- **Activity**
Line by line, please look for the word "Intel" in the following records, then copy each line you find it in.

- **Data records**
+ + + + + + +

Issue #2919, opened 2018-02-03
Windows Intel compiler build broken


tetsuh:
# Issue description

Windows Intel compiler build broken.
```
include\zmq.h(250): error : expected a ";"
    unsigned char _ [64] __attribute__ ((aligned (sizeof (void *))));
```

# Environment

* libzmq version (commit hash if unreleased):  v4.2.0 or later
* OS:  Windows 7 or Windows 10
* Compiler: Visual Studio 2017 + Intel Parallel Studio XE 2018

# Minimal test code / Steps to reproduce the issue

1.  build libzmq from source by MS VC++
2.  prepare any C++ a source code which include "zmq.h"
3.  Compile it by Intel compiler

tetsuh:
It looks ifdef order issue of struct zmq_msg_t in zmq.h
#2920 
I confirmed following environments are okay but the other is unsure.
Windows MS VC++, Windows Intel compiler, Linux GCC, Linux Clang, Linux Intel compiler.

+ + + + + + +

- **Your solution**
Windows Intel compiler build broken
Windows Intel compiler build broken.
* Compiler: Visual Studio 2017 + Intel Parallel Studio XE 2018
3.  Compile it by Intel compiler
Windows MS VC++, Windows Intel compiler, Linux GCC, Linux Clang, Linux Intel compiler.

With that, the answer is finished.